Title: Difficulties in obtaining finite time blowup for fourth-order semilinear
       Schrodinger equations in the variational method frame

Authors: Runzhang Xu (Harbin Engineering Univ., Harbin, China)
         Qiang Lin  (Harbin Engineering Univ., Harbin, China)
         Shaohua Chen (Cape Breton Univ., Sydney, NS, Canada)
         Guojun Wen  (Harbin Engineering Univ., Harbin, China)
         Wei Lian    (Harbin Engineering Univ., Harbin, China)

Abstract:
  This article concerns the Cauchy problem for fourth-order semilinear
  Schrodinger equations.
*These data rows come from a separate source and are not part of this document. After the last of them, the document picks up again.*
PR #1608, opened 2024-10-10
docs: sync server side metrics adr

taddes:
## Description

Required ADR to validate approach of using Glean for server-side metrics to measure DAU.

The ADR will be created and stored in the syncstorage-rs repo and referenced in our service runbooks and documentation.

## Testing

N/A

## Issue(s)

Closes [SYNC-4434](https://mozilla-hub.atlassian.net/browse/SYNC-4434).

[SYNC-4434]: https://mozilla-hub.atlassian.net/browse/SYNC-4434?atlOrigin=eyJpIjoiNWRkNTljNzYxNjVmNDY3MDlhMDU5Y2ZhYzA5YTRkZjUiLCJwIjoiZ2l0aHViLWNvbS1KU1cifQ

### DIFF
--- a/docs/adr/0001-daily-active-use-server-side-metrics-glean.md
+++ b/docs/adr/0001-daily-active-use-server-side-metrics-glean.md
@@ -17,7 +17,6 @@ The goal is to measure DAU (and subsequently WAU & MAU) by emitting metrics from
 * User identifier (hashed_fxa_uid)
 * Timestamp
 * Platform (from UserAgent: Desktop, Fenix, iOS)
-* Collection updated
  
 In researching possible implementation methods, it became clear that many options did not offer us the ease and flexibility to reconcile the data after emission. This is why Glean is recommended as a clear frontrunner. This is not without some drawbacks, but they are minimal compared to other options that would, for example, require considerable data processing and querying difficulties. There is support for this implementation from the Glean team and active support in the process.
 
--- a/docs/adr/0001-daily-active-use-server-side-metrics-glean.md
+++ b/docs/adr/0001-daily-active-use-server-side-metrics-glean.md
@@ -1,0 +1,102 @@
+# Measuring Server-Side Daily Active Use (DAU) With Glean
+
+* Status: proposed
+* Deciders: Taddes Korris, David Durst, JR Conlin, Phillip Jenvey
+* Date: 2024-10-09
+
+Technical Story: 
+[Jira Epic Url](https://mozilla-hub.atlassian.net/browse/SYNC-4389)
+
+
+## Context and Problem Statement
+
+There is a requiement to move away from measuring Sync Daily Active Use (DAU) via FxA.
+The implementation of Relay and additional authentication paths means the metric will no
+longer be accurate. Furthermore, there is a broad movement towards measuring DAU within the service itself. 
+
+The goal is to measure DAU (and subsequently WAU & MAU) by emitting metrics from syncserver-rs itself. This involves 
+
+
+
+## Decision Drivers <!-- optional -->
+
+1. [primary driver, e.g., a force, facing concern, …]
+2. Glean is an internal tool successfully used by many teams at Mozilla.
+3. The Glean team has extensive experience and can provide considerable support in establishing application metrics.
+
+## Considered Options
+
+* A. Glean for server-side measurement of DAU
+* B. StatsD and Grafana
+* C. Sql/Redash
+
+
+## Decision Outcome
+
+Chosen option:
+
+* A. "Glean for server-side measurement of DAU"
+
+[justification. e.g., only option, which meets primary decision driver | which resolves a force or facing concern | … | comes out best (see below)].
+
+### Positive Consequences <!-- optional -->
+
+* [e.g., improvement of quality attribute satisfaction, follow-up decisions required, …]
+* …
+
+### Negative Consequences <!-- optional -->
+
+* [e.g., compromising quality attribute, follow-up decisions required, …]
+* …
+
+## Pros and Cons of the Options <!-- optional -->
+
+### [option A]
+
+[example | description | pointer to more information | …] <!-- optional -->
+
+#### Pros
+
+* [argument for]
+* [argument for]
+* … <!-- numbers of pros can vary -->
+
+#### Cons
+
+* [argument against]
+* … <!-- numbers of cons can vary -->
+
+### [option B]
+
+[example | description | pointer to more information | …] <!-- optional -->
+
+#### Pros
+
+* [argument for]
+* [argument for]
+* … <!-- numbers of pros can vary -->
+
+#### Cons
+
+* [argument against]
+* … <!-- numbers of cons can vary -->
+
+### [option C]
+
+[example | description | pointer to more information | …] <!-- optional -->
+
+#### Pros
+
+* [argument for]
+* [argument for]
+* … <!-- numbers of pros can vary -->
+
+#### Cons
+
+* [argument against]
+* … <!-- numbers of cons can vary -->
+
+## Links 
+
+* [Discussion Document](https://docs.google.com/document/d/1Tk4VIuQZcn8IG-UI38kziZn5e-FMOI0Z-VrvaYTI1SM/edit#heading=h.b0mqx1fng4wa)
+* [FxA DAU Metric in Redash](https://sql.telemetry.mozilla.org/queries/101007/source?p_end%20date=2024-06-26&p_start%20date=2024-05-01#248905)
--- a/docs/adr/0001-daily-active-use-server-side-metrics-glean.md
+++ b/docs/adr/0001-daily-active-use-server-side-metrics-glean.md
@@ -1,6 +1,6 @@
 # Measuring Server-Side Daily Active Use (DAU) With Glean
 
-* Status: proposed
+* Status: approved
 * Deciders: Taddes Korris, David Durst, JR Conlin, Phillip Jenvey
 * Date: 2024-10-09
 
@@ -10,16 +10,15 @@ Technical Story:
 
 ## Context and Problem Statement
 
-There is a requirement to move away from the current measurement of Sync Daily Active Use (DAU), which measures usage via FxA/Mozilla Accounts.
-The addition of Relay, device backups/migrations, through FxA means the metric will no longer an be accurate reflection of Sync usage. This is due to increased browser sign-ins with the potential of overcounting, or not counting those logging into the browser without Sync enabled. Furthermore, there is a broader organizational movement towards measuring DAU within services themselves. 
+There is an organizational requirement for each service to be able to measure its own DAU (Daily Active Users). Sync historically measured DAU via FxA through browser login. With the addition of Relay, device backups/migrations, etc. this will no longer an be accurate reflection of Sync usage, nor a direct measurement originating within Sync. This is due to increased browser sign-ins with the potential of overcounting, or not counting those logging into the browser without Sync enabled. See [Decision Brief - Server-Side Sync Usage Attribution from Mozilla Accounts](https://docs.google.com/document/d/1zD-ia3fP43o-dYpwavDgH5Hb6Xo_fgQzzoWqTiX_wR8/edit?tab=t.0#heading=h.mdoaoiyvqgfo).
 
-The goal is to measure DAU (and subsequently WAU & MAU) by emitting metrics from syncserver-rs itself. This requires the following data:
+The goal is to measure DAU (and subsequently WAU & MAU) by emitting metrics from syncstorage-rs itself. This requires the following data:
 * User identifier (hashed_fxa_uid)
 * Timestamp
-* Platform (from UserAgent: Desktop, Fenix, iOS)
+* Platform (Desktop, Fenix, iOS, Other)
+* Device Family (Desktop, Mobioe, Tablet, Other)
+* Device ID (hashed_device_id) for opt-out/deletion
  
-In researching possible implementation methods, it became clear that many options did not offer us the ease and flexibility to reconcile the data after emission. This is why Glean is recommended as a clear frontrunner. This is not without some drawbacks, but they are minimal compared to other options that would, for example, require considerable data processing and querying difficulties. There is support for this implementation from the Glean team and active support in the process.
-
 ## Decision Drivers
 
 1. Simplicity of implementation, not only for internal metric emission, but for processing and querying.
@@ -30,31 +29,38 @@ In researching possible implementation methods, it became clear that many option
 
 ## Considered Options
 
-* A. Glean
-* B. StatsD and Grafana
-* C. Sql/Redash
+* A. Glean Parser for Rust - Contribute to glean team repo by implementing Rust server
+* B. Custom Glean Implementation - Our own custom implementation, internal only to Sync
+* C. StatsD and Grafana
 
 ## Decision Outcome
 
 Chosen option:
 
-* A. "Glean for server-side measurement of DAU"
+* A. "Glean Parser for Rust: for server-side measurement of DAU"
 
-The use of Glean appears the best choice for measuring internal DAU metrics.  It meets our requirements and provides us with needed support on the data processing side. It also provides considerable support from the Glean team to implement this in a thoughtful manner.  There are some challenges with this implementation (more below), namely in this being a greenfield attempt at Rust server-side metrics, however the pros outweigh the cons. Other metrics implementations like StatsD and Grafana cannot be easily used to measure and aggregate this data. Additionally, it adds considerable overhead in determining how to query the data and reconcile ping emissions of Sync events. Having dedicated organizational support means we establish best practices.
+In researching possible implementation methods, it became clear that many options did not offer us the ease and flexibility to reconcile the data after emission. This is why Glean is recommended as a clear frontrunner, due to its rich tooling in aggregating, querying, and visualizing data.
+
+However, this left an addition decision to either implement our own custom Glean code to emit "Glean-compliant" output, or to contribute to the Glean team's `glean_parser` repository for server-side metrics. The `glean_parser` is used for all server implementations of Glean, since the SDK is only available for client-side applications. Currently, Rust is not supported.
+
+The Glean team does/did not have capacity to implemented the Rust `glean_parser` feature, so we had to decide what is the best solution not only for this use case, but to consider possible future use cases. In consultation with the Glean team, it became clear avoiding our custom implementation and opting for the general-purpose `glean_parser` for Rust was the ideal solution.
 
 ## Pros and Cons of the Options
 
-### A. Glean
+### A. Glean Parser for Rust
 
-Glean is a widely used tool at Mozilla and provides us with a solution to the given issue and possible extensibility in the future. Not without some challenges in initial implementation, but the potential for positive impact is high.
+Glean is a widely used tool at Mozilla and provides us with a solution to the given issue and possible extensibility in the future. Not without some challenges in initial implementation, related to coordination with Glean team and upfront development effort. However, the potential for positive impact within our team and the organization is significant: all Rust server applications will be able to use Glean with full server support, our possible intention to integrate Glean into Push is made easier, and this is done in partnership with the Glean team.
 
 #### Pros
 
-* Satisfaction of requirement to measure internal DAU metrics.
+* Makes Glean compatible for all Rust server applications going forward.
+* Preferred option of the Glean team.
+* Glean team believes, based on FxA metrics volume, that our volume will not be a problem (180-190K per minute).
+* A collection of metrics, emitted as a single "Ping Event" make querying of related data simpler.
 * Core of Glean's purpose is to measure user interactions and the rich metadata that accompanies it.
-* Capacity for future expansion of application metrics within Sync beyond DAU.
+* Capacity for future expansion of application metrics within Sync, beyond DAU.
 * Prepares for implementation of same measurements in autopush, also using Glean.
-* Easier to query.
+* Easier to query, have data team support to set up queries.
 * Use of standardized Mozilla tooling.
 * Establishment of team knowledge of using Glean.
 * Establishment of server-side Rust best practices, leading to easier development for backend Rust applications.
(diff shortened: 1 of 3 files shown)


jrconlin (dismissed):

docs/adr/0001-daily-active-use-server-side-metrics-glean.md
```diff
@@ -0,0 +1,114 @@
...
+2. Reduction of complexity and load on team to process and make sense of data. Ideally there is existing infrastructure to reduce the possible significant work to calculate DAU.
+3. Glean is an internal tool successfully used by many teams at Mozilla.
+4. The Glean team has extensive experience and can provide considerable support in establishing application metrics.
+5. Extensibility: ability to expand scope of metrics to other measurements and apply methodology to other services in Sync ecosystem.
+
+## Considered Options
+
+* A. Glean
+* B. StatsD and Grafana
+* C. Sql/Redash
```
pjenvey, line 36: I'm not sure I understand "Sql/Redash" as an option considered: I see us ultimately using redash to calculate the counts from our new glean metrics, just as it is currently done from FxA's.

docs/adr/0001-daily-active-use-server-side-metrics-glean.md
```diff
@@ -0,0 +1,114 @@
...
+## Context and Problem Statement
+
+There is a requirement to move away from the current measurement of Sync Daily Active Use (DAU), which measures usage via FxA/Mozilla Accounts.
+The addition of Relay, device backups/migrations, through FxA means the metric will no longer an be accurate reflection of Sync usage. This is due to increased browser sign-ins with the potential of overcounting, or not counting those logging into the browser without Sync enabled. Furthermore, there is a broader organizational movement towards measuring DAU within services themselves. 
+
+The goal is to measure DAU (and subsequently WAU & MAU) by emitting metrics from syncserver-rs itself. This requires the following data:
+* User identifier (hashed_fxa_uid)
+* Timestamp
+* Platform (from UserAgent: Desktop, Fenix, iOS)
+* Collection updated
```
pjenvey, line 20: We only came to this conclusion earlier today but I'll note it's looking like we'll wanna remove this line (and the according entry in the schema) at some point

docs/adr/0001-daily-active-use-server-side-metrics-glean.md
taddes: Ah gotcha, I thought it was a different flow and we use Looker/BigQuery to get that result. Is that not the case? Again I've not used Redash enough for observing our metrics.  I'm happy to remove this

pjenvey: Ah, I see where you're coming from: Looker vs Redash

There's a lot of overlap between the two, both are typically pulling from the same BigQuery sources. E.g. this [Sync DAU in looker](https://mozilla.cloud.looker.com/dashboards/1091?Submission%20Date=7%20day&Legacy%20Submission%20Date=2024%2F01%2F01%20to%202024%2F02%2F01) seems similar to the [Redash version](https://sql.telemetry.mozilla.org/queries/101007/source?p_end%20date=2024-06-26&p_start%20date=2024-05-01#248905), they're both reading from the same `account_events` data. I almost think of them as different UIs for I believe largely the same data sources.

(I've even seen it [suggested](https://mozilla-hub.atlassian.net/wiki/spaces/SRE/pages/27922678/STMO+-+Redash+sql.telemetry.mozilla.org#STMO-Redash(sql.telemetry.mozilla.org)-Description) that eventually Redash usage will all move to Looker but I'm not sure that will ever really happen)

I'm fine with building the new dashboard in Looker if that's the plan (or either) but I'd argue the cons section of Sql/Redash here probably don't apply? Our new glean events seem fairly similar to the one's we're relying on from fxa, so I imagine implementing the dashboard in Redash wouldn't be too difficult?

docs/adr/0001-daily-active-use-server-side-metrics-glean.md
```diff
@@ -0,0 +1,113 @@
...
+* Deciders: Taddes Korris, David Durst, JR Conlin, Phillip Jenvey
+* Date: 2024-10-09
+
+Technical Story: 
+[Jira Epic Url](https://mozilla-hub.atlassian.net/browse/SYNC-4389)
+
+
+## Context and Problem Statement
+
+There is a requirement to move away from the current measurement of Sync Daily Active Use (DAU), which measures usage via FxA/Mozilla Accounts.
```
ddurst, line 13: Might be better to say that the requirement is for each service to be able to measure their use directly. FxA will still be able to measure this, and we should be able to compare our measurement with theirs.

docs/adr/0001-daily-active-use-server-side-metrics-glean.md
```diff
@@ -0,0 +1,113 @@
...
+#### Cons
+
+* The `glean_parser` tool used by other Glean applications is currently not supported for Rust. Furthermore, client applications can use the Glean SDK and this is also not an option for us.
+* Server side metrics have not yet been implemented for a Rust server application of this kind, so this is new territory.
+* There is added complexity of data review process and registration of the application to Glean's probe scraper.
+* Potential delays and challenges in new implementation.
+
+### StatsD and Grafana
+
+StatsD and Grafana offer us core application metrics and service health. While we use this frequently, it doesn't neatly fit the measurement requirements we have for DAU and would likely be very difficult to process via queries.
```
ddurst, line 72: We should have here (briefly) _how_ it doesn't fit the measurement requirements and/or query complication.

docs/adr/0001-daily-active-use-server-side-metrics-glean.md
```diff
@@ -0,0 +1,113 @@
...
+
+#### Pros
+
+* Well understood and used.
+* Support for SRE for more complex queries.
+* Already utilized for core metrics.
```
ddurst, line 78: Core metrics of the service?

docs/adr/0001-daily-active-use-server-side-metrics-glean.md
```diff
@@ -0,0 +1,113 @@
...
+
+#### Cons
+
+* StatsD is not a good format for measuring something like user interactions.
+* Somewhat opaque and complicated query logic required.
+* Significant difficulty in aggregation and reconciliation logic. 
+* May not scale well given number of events.
```
ddurst, line 85: Might be good to say more about this: we haven't talked about the expected number of events and where this might hit a limit.

docs/adr/0001-daily-active-use-server-side-metrics-glean.md
```diff
@@ -0,0 +1,113 @@
...
+* Likely considerable overhead in understanding how to make sense of data.
+* Heavier load for team to manage data processing.
```
ddurst, line 87: Why?

docs/adr/0001-daily-active-use-server-side-metrics-glean.md
```diff
@@ -0,0 +1,113 @@
...
+
+### SQL/Redash
+
+The current DAU metric used from FxA uses SQL telemetry and provides the ability to query data.  It is then displayed in a redash panel. While convenient, we do not have the infrastructure in place for this option and it might involve considerable effort to establish.
```
ddurst, line 91: Following Phil's comment, it sounds like we can remove SQL/Redash as an option.

docs/adr/0001-daily-active-use-server-side-metrics-glean.md
```diff
@@ -0,0 +1,113 @@
...
+The addition of Relay, device backups/migrations, through FxA means the metric will no longer an be accurate reflection of Sync usage. This is due to increased browser sign-ins with the potential of overcounting, or not counting those logging into the browser without Sync enabled. Furthermore, there is a broader organizational movement towards measuring DAU within services themselves. 
+
+The goal is to measure DAU (and subsequently WAU & MAU) by emitting metrics from syncserver-rs itself. This requires the following data:
+* User identifier (hashed_fxa_uid)
+* Timestamp
+* Platform (from UserAgent: Desktop, Fenix, iOS)
+ 
+In researching possible implementation methods, it became clear that many options did not offer us the ease and flexibility to reconcile the data after emission. This is why Glean is recommended as a clear frontrunner. This is not without some drawbacks, but they are minimal compared to other options that would, for example, require considerable data processing and querying difficulties. There is support for this implementation from the Glean team and active support in the process.
```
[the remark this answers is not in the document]
ddurst: What I don't see, and I still don't understand, is why the Glean team is interested in this. Nor do I see why Rust is "harder" (wrt to the parser). Those two things probably support this argument, but it's not clear to me yet why or how.

ddurst (changes requested):
I think this can be reduced, focused, and specified a bit more to explain why we want to make this change in this way.

docs/adr/0001-daily-active-use-server-side-metrics-glean.md
```diff
@@ -0,0 +1,113 @@
...
+
+## Context and Problem Statement
+
+There is a requirement to move away from the current measurement of Sync Daily Active Use (DAU), which measures usage via FxA/Mozilla Accounts.
+The addition of Relay, device backups/migrations, through FxA means the metric will no longer an be accurate reflection of Sync usage. This is due to increased browser sign-ins with the potential of overcounting, or not counting those logging into the browser without Sync enabled. Furthermore, there is a broader organizational movement towards measuring DAU within services themselves. 
+
+The goal is to measure DAU (and subsequently WAU & MAU) by emitting metrics from syncserver-rs itself. This requires the following data:
+* User identifier (hashed_fxa_uid)
+* Timestamp
+* Platform (from UserAgent: Desktop, Fenix, iOS)
```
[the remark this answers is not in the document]
taddes: Yeah, it's meant to emulate the FxA query and as we discussed, something we want to know per platform.

docs/adr/0001-daily-active-use-server-side-metrics-glean.md
```diff
@@ -0,0 +1,113 @@
...
+* Date: 2024-10-09
+
+Technical Story: 
+[Jira Epic Url](https://mozilla-hub.atlassian.net/browse/SYNC-4389)
+
+
+## Context and Problem Statement
+
+There is a requirement to move away from the current measurement of Sync Daily Active Use (DAU), which measures usage via FxA/Mozilla Accounts.
+The addition of Relay, device backups/migrations, through FxA means the metric will no longer an be accurate reflection of Sync usage. This is due to increased browser sign-ins with the potential of overcounting, or not counting those logging into the browser without Sync enabled. Furthermore, there is a broader organizational movement towards measuring DAU within services themselves.
```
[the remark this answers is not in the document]
taddes: Sure, can trim. I was going off of the discussion in the Server-Side Attribution Decision Brief to clarify these points.

docs/adr/0001-daily-active-use-server-side-metrics-glean.md
```diff
@@ -0,0 +1,113 @@
...
+* Prepares for implementation of same measurements in autopush, also using Glean.
+* Easier to query.
+* Use of standardized Mozilla tooling.
+* Establishment of team knowledge of using Glean.
+* Establishment of server-side Rust best practices, leading to easier development for backend Rust applications.
+* Transparency in data review process with consideration made to minimum collection of data.
+
+#### Cons
+
+* The `glean_parser` tool used by other Glean applications is currently not supported for Rust. Furthermore, client applications can use the Glean SDK and this is also not an option for us.
```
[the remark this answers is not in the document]
jrconlin: I think we should be more clear here. There is no immediate support for the traditional `glean_parser` code generation for Rust. Rust is more than capable of generating output that is parseable by Glean. Ideally, the Rust code would be generated from the XML declaration file using a combination of jinja2 templates and other tooling which the Sync team is unfamiliar with. The output of which would still need to be validated by the Glean team. (I'll note that if we were to generate the `glean_parser` code generation element, I presume that the Glean team would also want to review that.) 

(Somewhat personally, rust, like java, does not take well to the idea of "automatically generated and inserted code", so the code would need to be pre-generated and made part of the repo before it could be tested and deployed. This would be so that all the additional tooling, such as CVE audit checks, formatting checks, and other code quality checks are performed on the entire code base.)

docs/adr/0001-daily-active-use-server-side-metrics-glean.md
```diff
@@ -0,0 +1,113 @@
...
+* Server side metrics have not yet been implemented for a Rust server application of this kind, so this is new territory.
+* There is added complexity of data review process and registration of the application to Glean's probe scraper.
```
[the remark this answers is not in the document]
jrconlin: I think this is a summation of what I mention above. In essence, this is a bit of "greenfield" development (where the language or platform are "new" or unsupported by existing `glean_parser` generators). Glean does not offer a development suite of test inputs and output validators that folk could use to develop new implementations of the `glean_parser` structures. Any work done, outside of the Glean team, would need to be validated by the Glean team before it was introducted into production code. Without that sort of initial help provided by developmental tooling, it's prudent to presume that initial efforts will be incorrect and require several rounds of refinement.

taddes:
Hey folks, have the updated ADR here for review as we've finalized the approach with Glean team

docs/adr/0001-daily-active-use-server-side-metrics-glean.md
```diff
@@ -0,0 +1,121 @@
...
+
+## Decision Outcome
+
+Chosen option:
+
+* A. "Glean Parser for Rust: for server-side measurement of DAU"
+
+In researching possible implementation methods, it became clear that many options did not offer us the ease and flexibility to reconcile the data after emission. This is why Glean is recommended as a clear frontrunner, due to its rich tooling in aggregating, querying, and visualizing data.
+
+However, this left an addition decision to either implement our own custom Glean code to emit "Glean-compliant" output, or to contribute to the Glean team's `glean_parser` repository for server-side metrics. The `glean_parser` is used for all server implementations of Glean, since the SDK is only available for client-side applications. Currently, Rust is not supported.
```
ddurst, line 44: nit: s/addition/additional/

docs/adr/0001-daily-active-use-server-side-metrics-glean.md
```diff
@@ -0,0 +1,121 @@
...
+
+The Glean team does/did not have capacity to implemented the Rust `glean_parser` feature, so we had to decide what is the best solution not only for this use case, but to consider possible future use cases. In consultation with the Glean team, it became clear avoiding our custom implementation and opting for the general-purpose `glean_parser` for Rust was the ideal solution.
```
ddurst, line 46: nit: s/implemented/implement/

semantic nit: I'm not sure that the lack of capacity in the Glean team informs anything about future use cases.

The last sentence seems off to me. Something learned in consultation with the Glean team steered us to avoid a custom implementation, and that's why the glean parser route is chosen -- it's hinted at in "became clear" and such. I think we should just state plainly why the glean parser route was deemed better.

docs/adr/0001-daily-active-use-server-side-metrics-glean.md
```diff
@@ -0,0 +1,121 @@
...
+
+## Pros and Cons of the Options
+
+### A. Glean Parser for Rust
+
+Glean is a widely used tool at Mozilla and provides us with a solution to the given issue and possible extensibility in the future. Not without some challenges in initial implementation, related to coordination with Glean team and upfront development effort. However, the potential for positive impact within our team and the organization is significant: all Rust server applications will be able to use Glean with full server support, our possible intention to integrate Glean into Push is made easier, and this is done in partnership with the Glean team.
```
ddurst, line 52: nit: second sentence is a phrase; maybe rework it to more simply make the point.

docs/adr/0001-daily-active-use-server-side-metrics-glean.md
```diff
@@ -0,0 +1,113 @@
...
+### A. Glean
+
+Glean is a widely used tool at Mozilla and provides us with a solution to the given issue and possible extensibility in the future. Not without some challenges in initial implementation, but the potential for positive impact is high.
+
+#### Pros
+
+* Satisfaction of requirement to measure internal DAU metrics.
+* Core of Glean's purpose is to measure user interactions and the rich metadata that accompanies it.
+* Capacity for future expansion of application metrics within Sync beyond DAU.
+* Prepares for implementation of same measurements in autopush, also using Glean.
```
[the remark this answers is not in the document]
ddurst: I guess the easy path (to me) is just to lose the bullet "Prepares for implementation of same measurements in autopush, also using Glean", as it's covered by the first bullet.

docs/adr/0001-daily-active-use-server-side-metrics-glean.md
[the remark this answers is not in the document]
ddurst: There's one big "con" here, and that's that we have to write something -- we don't get Glean for free via glean_parser. SDK is not part of the considered option here, so that sentence should go entirely.

Re: clarity, I don't think the first sentence is substantially different from jr's second sentence. We just need to state the big drawback of this option; other options aren't relevant to the discussion here.

docs/adr/0001-daily-active-use-server-side-metrics-glean.md
```diff
@@ -0,0 +1,121 @@
...
+* Establishment of server-side Rust best practices, leading to easier development for backend Rust applications.
+* Transparency in data review process with consideration made to minimum collection of data.
+
+#### Cons
+
+* The `glean_parser` tool used by other Glean applications is currently not supported for Rust. Furthermore, client applications can use the Glean SDK and this is also not an option for us.
+* Server side metrics have not yet been implemented for a Rust server application of this kind, so this is new territory.
+* There is added complexity of data review process and registration of the application to Glean's probe scraper, PubSub topics, ingestion pipeline etc.
+* May require more uptfront development effort to get up to speed with new code and process.
+* Some concerns exist around volume of data emitted from the service and if it is feasible, but we won't know until we try.
```
ddurst, line 75: Is this last bullet still a concern? Earlier we said that the Glean team was confident. If there's a risk here, we should state it -- like if we're wrong about the volume -- but if we are also confident in the volume estimate given to the Glean team, maybe we don't need this bullet.

docs/adr/0001-daily-active-use-server-side-metrics-glean.md
```diff
@@ -0,0 +1,121 @@
...
+
+### B. Custom Glean Implementation 
+
+This was originally appearing to be the desired approach to measuring DAU via Glean.  This was predicated on the ease of prototyping a custom implementation that imitated the Glean team's logic to create "Glean-compliant" output that could be configured to be ingested.  However, in consulting with the Glean team and evaluating the pros and cons of this approach, it became clear this approach had considerably more drawbacks than implementing the `glean_parser` for Rust. These drawbacks were a lack of testing, validation, less support from the Glean team, and the potential problems with maintenance and adding Glean metrics in the future.
```
ddurst, line 79: nit: this is a bit verbose for what it's trying to do, but I'm not gonna hold up the ADR on a revision of it.

docs/adr/0001-daily-active-use-server-side-metrics-glean.md
```diff
@@ -0,0 +1,121 @@
...
+
+#### Pros
+* Gives team control over implementation and allows us to customize the Glean logging as we see fit.
+* Does not require contribution to Glean team's repos, which potentially limits the scope understanding a new codebase.
```
ddurst, line 83: > which potentially limits the scope understanding a new codebase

By constructing a variational problem and some
  invariant manifolds, we prove the existence of a global solution.
  Then we analyze the difficulties in proving the finite time blowup of the solution
  for the corresponding problem in the frame of the variational method.
  Understanding the finite time blowup of solutions, 
  without radial initial data, still remains  an open problem.

Submitted January 11, 2019. Published June 24, 2019.
Math Subject Classifications: 35B44, 35G25, 35A01, 35Q55.
Key Words: Fourth-order Schrodinger equation; global solution; blowup; 
           variational problem; invariant manifolds.